[DATA EXTRACTS — start]

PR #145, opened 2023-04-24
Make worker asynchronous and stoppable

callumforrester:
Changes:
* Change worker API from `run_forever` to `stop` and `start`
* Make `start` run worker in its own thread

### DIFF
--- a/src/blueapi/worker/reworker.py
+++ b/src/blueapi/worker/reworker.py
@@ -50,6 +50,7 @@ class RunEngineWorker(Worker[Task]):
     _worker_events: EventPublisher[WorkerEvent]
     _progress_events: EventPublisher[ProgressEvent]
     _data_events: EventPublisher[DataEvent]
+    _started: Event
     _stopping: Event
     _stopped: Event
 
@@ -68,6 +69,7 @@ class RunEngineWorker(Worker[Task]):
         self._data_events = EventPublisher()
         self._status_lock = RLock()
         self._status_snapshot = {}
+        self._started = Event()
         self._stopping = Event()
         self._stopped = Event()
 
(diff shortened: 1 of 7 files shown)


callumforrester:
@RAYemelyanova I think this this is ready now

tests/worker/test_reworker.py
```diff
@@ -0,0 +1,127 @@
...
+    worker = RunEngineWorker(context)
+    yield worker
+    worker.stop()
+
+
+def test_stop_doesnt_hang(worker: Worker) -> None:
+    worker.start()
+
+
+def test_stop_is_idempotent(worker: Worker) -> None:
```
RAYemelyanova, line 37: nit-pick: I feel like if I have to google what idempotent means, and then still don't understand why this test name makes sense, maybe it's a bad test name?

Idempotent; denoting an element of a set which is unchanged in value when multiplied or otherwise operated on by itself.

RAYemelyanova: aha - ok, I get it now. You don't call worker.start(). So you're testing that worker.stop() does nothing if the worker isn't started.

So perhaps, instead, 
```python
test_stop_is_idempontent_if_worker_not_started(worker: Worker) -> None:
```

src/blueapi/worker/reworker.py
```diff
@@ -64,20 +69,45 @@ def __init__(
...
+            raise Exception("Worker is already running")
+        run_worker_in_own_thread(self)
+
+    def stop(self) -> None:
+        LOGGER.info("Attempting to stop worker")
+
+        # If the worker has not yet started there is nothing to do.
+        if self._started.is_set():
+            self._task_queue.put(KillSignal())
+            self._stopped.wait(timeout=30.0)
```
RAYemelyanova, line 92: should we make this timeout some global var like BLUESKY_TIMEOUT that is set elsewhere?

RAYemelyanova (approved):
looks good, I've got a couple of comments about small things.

[DATA EXTRACTS — finish]

Gather all lines from the listing above in which "RunEngineWorker" occurs.

@@ -50,6 +50,7 @@ class RunEngineWorker(Worker[Task]):
@@ -68,6 +69,7 @@ class RunEngineWorker(Worker[Task]):
+    worker = RunEngineWorker(context)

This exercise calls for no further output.